• EXERCISE OBJECTIVE:
Quote every line from the top of the listing down to and including the line that contains "or another string".

• EXERCISE INPUTS:

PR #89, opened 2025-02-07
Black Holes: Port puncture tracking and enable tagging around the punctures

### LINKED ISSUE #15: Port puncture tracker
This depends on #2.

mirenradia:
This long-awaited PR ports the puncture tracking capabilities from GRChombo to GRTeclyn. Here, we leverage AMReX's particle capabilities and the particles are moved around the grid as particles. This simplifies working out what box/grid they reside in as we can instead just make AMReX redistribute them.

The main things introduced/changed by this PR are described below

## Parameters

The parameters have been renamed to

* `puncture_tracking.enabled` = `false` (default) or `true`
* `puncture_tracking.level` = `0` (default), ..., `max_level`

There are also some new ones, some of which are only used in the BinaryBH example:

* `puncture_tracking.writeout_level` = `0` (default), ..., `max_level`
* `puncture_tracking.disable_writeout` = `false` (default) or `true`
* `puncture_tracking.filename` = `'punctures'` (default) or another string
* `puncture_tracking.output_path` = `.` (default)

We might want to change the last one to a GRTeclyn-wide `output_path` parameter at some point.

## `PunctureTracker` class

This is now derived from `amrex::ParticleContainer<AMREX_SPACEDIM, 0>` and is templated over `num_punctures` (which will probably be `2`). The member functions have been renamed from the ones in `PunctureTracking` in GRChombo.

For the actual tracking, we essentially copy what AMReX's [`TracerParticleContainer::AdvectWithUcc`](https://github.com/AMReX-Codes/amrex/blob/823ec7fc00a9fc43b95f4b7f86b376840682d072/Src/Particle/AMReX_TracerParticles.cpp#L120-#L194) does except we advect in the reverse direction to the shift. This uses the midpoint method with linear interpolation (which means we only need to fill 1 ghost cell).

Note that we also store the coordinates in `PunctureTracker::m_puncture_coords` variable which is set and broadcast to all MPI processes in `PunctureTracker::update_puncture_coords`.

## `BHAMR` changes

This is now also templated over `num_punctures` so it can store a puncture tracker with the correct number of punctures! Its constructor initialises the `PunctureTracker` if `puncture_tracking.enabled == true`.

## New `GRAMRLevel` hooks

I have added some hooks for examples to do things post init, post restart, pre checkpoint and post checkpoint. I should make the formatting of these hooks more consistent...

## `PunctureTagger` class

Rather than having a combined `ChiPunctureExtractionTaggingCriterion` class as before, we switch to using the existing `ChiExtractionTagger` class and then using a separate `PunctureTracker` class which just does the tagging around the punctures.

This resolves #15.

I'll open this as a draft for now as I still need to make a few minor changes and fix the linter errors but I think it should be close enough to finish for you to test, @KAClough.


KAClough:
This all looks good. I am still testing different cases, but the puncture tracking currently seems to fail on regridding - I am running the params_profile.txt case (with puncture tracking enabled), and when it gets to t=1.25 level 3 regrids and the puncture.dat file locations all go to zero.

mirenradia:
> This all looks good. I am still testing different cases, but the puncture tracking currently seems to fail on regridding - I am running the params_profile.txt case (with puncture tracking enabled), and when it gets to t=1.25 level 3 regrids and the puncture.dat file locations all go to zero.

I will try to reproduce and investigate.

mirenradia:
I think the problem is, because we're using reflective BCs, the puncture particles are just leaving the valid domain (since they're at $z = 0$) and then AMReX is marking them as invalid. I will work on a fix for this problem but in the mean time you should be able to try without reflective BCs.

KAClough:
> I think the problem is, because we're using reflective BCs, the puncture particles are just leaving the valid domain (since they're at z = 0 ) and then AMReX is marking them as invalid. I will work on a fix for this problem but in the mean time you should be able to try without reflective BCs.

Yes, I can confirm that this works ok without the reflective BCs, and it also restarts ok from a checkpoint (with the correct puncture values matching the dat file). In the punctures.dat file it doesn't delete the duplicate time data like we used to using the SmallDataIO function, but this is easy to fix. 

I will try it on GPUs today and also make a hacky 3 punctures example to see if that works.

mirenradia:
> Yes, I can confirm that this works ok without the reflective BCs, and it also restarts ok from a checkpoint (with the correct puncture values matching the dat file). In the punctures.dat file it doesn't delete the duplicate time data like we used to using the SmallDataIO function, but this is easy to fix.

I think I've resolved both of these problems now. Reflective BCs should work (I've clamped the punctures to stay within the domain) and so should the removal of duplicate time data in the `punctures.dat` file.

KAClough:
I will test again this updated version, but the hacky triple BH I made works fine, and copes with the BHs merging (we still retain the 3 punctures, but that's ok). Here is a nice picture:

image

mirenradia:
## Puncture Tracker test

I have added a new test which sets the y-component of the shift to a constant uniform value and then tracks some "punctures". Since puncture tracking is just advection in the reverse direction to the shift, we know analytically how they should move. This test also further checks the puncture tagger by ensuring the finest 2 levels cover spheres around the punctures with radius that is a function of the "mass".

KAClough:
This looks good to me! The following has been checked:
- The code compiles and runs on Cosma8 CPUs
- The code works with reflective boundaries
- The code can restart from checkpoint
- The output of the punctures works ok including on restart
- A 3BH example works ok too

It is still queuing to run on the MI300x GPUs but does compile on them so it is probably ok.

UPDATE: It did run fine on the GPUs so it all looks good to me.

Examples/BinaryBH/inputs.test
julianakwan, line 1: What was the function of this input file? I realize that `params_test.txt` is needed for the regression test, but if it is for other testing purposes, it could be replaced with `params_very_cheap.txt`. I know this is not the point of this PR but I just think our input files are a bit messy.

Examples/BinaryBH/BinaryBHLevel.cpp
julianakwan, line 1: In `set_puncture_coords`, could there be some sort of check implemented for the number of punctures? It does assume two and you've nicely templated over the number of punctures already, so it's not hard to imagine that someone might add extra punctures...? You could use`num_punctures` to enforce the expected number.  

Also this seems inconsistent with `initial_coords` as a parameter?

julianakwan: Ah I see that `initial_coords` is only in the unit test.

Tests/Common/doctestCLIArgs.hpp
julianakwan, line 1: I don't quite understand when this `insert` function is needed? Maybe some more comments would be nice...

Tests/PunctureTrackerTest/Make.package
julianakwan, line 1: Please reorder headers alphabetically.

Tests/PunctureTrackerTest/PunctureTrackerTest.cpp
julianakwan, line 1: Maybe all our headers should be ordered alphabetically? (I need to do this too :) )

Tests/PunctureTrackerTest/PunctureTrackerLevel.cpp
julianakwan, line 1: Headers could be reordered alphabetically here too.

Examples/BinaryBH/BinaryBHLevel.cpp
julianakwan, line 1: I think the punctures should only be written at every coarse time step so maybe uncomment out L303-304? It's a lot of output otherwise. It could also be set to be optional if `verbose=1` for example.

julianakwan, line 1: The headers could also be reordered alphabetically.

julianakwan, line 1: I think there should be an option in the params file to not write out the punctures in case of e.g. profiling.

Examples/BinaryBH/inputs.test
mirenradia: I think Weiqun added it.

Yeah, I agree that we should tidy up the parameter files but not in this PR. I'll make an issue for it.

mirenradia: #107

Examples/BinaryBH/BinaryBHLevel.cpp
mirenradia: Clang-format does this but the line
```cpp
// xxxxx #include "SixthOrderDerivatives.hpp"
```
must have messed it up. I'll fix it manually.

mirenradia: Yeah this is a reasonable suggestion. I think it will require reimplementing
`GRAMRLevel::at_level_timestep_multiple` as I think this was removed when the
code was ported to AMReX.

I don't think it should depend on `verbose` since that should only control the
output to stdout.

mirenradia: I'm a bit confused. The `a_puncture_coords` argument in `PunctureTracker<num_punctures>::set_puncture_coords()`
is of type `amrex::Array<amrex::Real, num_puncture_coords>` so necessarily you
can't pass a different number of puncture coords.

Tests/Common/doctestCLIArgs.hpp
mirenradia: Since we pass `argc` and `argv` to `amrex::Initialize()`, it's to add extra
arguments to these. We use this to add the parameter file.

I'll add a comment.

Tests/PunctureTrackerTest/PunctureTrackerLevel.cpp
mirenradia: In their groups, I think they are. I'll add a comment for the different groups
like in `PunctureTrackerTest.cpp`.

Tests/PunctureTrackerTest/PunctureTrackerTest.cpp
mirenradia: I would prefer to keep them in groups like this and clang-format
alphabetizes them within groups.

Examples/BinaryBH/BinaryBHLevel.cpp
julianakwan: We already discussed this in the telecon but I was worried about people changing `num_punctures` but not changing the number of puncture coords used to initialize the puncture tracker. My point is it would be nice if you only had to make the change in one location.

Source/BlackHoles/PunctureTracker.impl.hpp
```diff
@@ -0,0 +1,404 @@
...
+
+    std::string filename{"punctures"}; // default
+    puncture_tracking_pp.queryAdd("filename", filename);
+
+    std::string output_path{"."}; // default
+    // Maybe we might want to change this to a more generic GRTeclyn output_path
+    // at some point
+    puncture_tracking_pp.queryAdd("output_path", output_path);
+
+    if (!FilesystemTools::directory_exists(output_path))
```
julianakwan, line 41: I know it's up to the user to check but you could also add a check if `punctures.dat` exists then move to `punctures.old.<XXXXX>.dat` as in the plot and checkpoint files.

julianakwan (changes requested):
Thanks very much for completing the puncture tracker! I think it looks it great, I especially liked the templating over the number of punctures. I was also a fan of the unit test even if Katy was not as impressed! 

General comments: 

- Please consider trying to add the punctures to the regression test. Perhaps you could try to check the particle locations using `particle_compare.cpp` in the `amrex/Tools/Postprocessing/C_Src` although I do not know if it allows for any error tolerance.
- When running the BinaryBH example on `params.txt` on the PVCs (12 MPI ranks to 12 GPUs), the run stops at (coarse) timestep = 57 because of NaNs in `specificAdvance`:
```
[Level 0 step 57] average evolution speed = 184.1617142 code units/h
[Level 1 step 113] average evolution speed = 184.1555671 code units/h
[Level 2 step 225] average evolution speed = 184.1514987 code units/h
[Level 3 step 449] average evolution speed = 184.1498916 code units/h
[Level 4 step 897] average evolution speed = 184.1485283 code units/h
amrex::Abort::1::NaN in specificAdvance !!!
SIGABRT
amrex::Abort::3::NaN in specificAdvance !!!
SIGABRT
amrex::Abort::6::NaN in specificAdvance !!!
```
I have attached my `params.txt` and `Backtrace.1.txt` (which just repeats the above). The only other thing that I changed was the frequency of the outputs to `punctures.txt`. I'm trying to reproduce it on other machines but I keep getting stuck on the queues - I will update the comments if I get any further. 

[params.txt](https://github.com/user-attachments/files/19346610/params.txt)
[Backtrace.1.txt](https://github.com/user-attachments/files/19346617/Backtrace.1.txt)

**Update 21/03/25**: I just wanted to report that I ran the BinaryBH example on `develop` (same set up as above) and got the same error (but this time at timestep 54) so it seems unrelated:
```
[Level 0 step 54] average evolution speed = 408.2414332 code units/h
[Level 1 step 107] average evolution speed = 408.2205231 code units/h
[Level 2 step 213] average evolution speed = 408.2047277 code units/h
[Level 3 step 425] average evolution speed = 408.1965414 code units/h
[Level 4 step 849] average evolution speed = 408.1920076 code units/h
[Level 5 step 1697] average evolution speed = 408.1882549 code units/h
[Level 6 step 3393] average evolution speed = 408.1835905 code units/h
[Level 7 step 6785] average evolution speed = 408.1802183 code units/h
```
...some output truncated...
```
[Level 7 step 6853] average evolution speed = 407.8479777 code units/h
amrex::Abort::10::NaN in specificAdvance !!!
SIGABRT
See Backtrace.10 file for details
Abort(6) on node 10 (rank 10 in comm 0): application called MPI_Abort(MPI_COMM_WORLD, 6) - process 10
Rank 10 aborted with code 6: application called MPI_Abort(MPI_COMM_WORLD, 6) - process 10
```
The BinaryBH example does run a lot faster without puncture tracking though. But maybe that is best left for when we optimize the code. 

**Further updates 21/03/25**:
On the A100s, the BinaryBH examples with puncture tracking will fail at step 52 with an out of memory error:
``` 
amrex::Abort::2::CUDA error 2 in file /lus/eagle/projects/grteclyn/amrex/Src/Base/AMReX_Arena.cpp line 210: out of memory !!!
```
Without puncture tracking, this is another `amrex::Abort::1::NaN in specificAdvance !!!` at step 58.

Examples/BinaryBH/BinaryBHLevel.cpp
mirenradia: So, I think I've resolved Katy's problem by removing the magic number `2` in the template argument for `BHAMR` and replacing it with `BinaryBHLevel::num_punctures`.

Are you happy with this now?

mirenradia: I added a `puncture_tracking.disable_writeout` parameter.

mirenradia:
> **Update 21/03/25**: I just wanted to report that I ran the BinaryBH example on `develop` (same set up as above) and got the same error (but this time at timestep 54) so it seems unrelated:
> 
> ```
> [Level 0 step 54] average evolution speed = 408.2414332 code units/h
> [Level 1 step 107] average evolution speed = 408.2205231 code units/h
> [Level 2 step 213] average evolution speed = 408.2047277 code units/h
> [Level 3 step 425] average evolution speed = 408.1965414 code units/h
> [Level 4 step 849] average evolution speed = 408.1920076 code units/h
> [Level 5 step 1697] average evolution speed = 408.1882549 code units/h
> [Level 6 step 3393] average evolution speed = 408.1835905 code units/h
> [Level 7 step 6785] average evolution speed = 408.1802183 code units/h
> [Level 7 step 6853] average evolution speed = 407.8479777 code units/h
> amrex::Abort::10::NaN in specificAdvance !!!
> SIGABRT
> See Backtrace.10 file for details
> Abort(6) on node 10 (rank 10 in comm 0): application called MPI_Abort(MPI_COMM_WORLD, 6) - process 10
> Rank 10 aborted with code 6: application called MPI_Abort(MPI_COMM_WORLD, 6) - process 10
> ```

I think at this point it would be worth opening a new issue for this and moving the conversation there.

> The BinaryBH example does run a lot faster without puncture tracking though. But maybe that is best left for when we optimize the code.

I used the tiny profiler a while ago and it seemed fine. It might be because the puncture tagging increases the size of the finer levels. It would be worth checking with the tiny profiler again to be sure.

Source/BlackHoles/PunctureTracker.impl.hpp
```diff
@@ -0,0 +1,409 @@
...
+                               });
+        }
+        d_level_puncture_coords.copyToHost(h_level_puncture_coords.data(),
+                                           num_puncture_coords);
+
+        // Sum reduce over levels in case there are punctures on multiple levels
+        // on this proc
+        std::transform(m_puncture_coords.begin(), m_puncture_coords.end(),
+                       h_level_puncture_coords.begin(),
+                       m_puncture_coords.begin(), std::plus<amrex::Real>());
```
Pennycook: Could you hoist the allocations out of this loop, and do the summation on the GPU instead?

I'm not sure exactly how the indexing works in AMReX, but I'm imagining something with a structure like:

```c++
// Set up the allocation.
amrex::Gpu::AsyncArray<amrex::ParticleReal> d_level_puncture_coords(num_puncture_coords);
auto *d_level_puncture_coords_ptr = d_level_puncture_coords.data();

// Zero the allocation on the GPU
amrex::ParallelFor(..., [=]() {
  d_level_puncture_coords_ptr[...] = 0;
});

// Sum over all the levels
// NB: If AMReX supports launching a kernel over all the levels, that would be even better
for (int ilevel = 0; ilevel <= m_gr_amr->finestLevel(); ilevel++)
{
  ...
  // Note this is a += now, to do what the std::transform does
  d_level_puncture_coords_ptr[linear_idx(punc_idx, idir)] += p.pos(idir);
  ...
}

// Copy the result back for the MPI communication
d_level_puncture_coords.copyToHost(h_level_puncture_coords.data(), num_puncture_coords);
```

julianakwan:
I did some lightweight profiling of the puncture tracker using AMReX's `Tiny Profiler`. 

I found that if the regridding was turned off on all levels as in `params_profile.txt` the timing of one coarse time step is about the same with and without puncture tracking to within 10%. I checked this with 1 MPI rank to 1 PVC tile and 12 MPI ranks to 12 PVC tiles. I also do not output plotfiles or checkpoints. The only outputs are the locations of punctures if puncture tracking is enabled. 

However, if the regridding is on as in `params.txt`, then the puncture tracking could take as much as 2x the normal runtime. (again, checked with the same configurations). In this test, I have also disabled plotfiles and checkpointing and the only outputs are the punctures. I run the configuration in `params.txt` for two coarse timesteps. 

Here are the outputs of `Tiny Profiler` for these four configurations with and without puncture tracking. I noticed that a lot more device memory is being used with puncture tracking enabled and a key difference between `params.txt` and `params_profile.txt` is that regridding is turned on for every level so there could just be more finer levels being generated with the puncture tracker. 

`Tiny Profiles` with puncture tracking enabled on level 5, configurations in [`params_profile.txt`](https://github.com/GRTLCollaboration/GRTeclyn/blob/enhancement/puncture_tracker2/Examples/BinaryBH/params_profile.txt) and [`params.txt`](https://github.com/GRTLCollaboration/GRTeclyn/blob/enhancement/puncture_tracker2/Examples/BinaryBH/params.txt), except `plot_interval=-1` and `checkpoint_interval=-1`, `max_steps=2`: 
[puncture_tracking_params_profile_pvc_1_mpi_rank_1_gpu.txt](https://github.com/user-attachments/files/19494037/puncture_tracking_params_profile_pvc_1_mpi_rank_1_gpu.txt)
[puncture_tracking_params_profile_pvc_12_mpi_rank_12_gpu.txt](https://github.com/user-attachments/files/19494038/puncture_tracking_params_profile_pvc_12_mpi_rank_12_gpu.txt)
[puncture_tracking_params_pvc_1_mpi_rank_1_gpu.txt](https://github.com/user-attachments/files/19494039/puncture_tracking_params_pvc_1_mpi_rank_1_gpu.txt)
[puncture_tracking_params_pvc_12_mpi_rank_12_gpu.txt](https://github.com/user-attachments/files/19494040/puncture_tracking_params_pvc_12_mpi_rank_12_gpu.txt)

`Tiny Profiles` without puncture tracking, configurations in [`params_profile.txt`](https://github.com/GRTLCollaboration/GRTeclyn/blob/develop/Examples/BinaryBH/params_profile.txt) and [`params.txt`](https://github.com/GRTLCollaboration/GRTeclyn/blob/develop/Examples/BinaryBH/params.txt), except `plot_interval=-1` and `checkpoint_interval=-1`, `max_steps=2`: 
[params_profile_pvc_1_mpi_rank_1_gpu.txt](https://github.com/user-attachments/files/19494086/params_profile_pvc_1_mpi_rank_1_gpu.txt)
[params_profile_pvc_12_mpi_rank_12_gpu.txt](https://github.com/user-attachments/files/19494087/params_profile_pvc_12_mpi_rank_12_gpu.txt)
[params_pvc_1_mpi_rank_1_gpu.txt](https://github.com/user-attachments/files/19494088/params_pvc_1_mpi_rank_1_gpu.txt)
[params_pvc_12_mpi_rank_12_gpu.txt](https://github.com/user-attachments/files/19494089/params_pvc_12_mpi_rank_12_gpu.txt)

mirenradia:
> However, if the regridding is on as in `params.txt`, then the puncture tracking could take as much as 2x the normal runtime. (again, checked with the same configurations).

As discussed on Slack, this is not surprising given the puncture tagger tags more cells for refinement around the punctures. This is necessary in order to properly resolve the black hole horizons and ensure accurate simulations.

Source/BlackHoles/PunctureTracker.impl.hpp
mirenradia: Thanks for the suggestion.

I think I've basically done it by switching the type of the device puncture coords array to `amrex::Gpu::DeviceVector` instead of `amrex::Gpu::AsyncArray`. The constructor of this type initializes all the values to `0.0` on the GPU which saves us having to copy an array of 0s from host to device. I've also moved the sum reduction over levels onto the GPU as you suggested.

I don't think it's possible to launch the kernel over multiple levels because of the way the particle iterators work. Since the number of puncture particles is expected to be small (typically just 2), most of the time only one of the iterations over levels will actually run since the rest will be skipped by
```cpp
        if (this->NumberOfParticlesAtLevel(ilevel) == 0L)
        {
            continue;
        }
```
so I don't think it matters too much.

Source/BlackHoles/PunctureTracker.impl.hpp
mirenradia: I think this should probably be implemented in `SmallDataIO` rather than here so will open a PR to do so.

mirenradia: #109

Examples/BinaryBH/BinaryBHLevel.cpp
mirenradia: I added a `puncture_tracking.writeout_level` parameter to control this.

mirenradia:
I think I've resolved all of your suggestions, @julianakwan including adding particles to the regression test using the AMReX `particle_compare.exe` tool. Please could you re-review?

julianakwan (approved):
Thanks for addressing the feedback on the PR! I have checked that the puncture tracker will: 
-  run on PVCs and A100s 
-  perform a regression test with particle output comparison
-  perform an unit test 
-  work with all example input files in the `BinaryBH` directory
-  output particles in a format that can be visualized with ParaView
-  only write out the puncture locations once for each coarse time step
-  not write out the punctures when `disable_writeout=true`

• TASK RESPONSE:
PR #89, opened 2025-02-07
Black Holes: Port puncture tracking and enable tagging around the punctures

### LINKED ISSUE #15: Port puncture tracker
This depends on #2.

mirenradia:
This long-awaited PR ports the puncture tracking capabilities from GRChombo to GRTeclyn. Here, we leverage AMReX's particle capabilities and the particles are moved around the grid as particles. This simplifies working out what box/grid they reside in as we can instead just make AMReX redistribute them.

The main things introduced/changed by this PR are described below

## Parameters

The parameters have been renamed to

* `puncture_tracking.enabled` = `false` (default) or `true`
* `puncture_tracking.level` = `0` (default), ..., `max_level`

There are also some new ones, some of which are only used in the BinaryBH example:

* `puncture_tracking.writeout_level` = `0` (default), ..., `max_level`
* `puncture_tracking.disable_writeout` = `false` (default) or `true`
* `puncture_tracking.filename` = `'punctures'` (default) or another string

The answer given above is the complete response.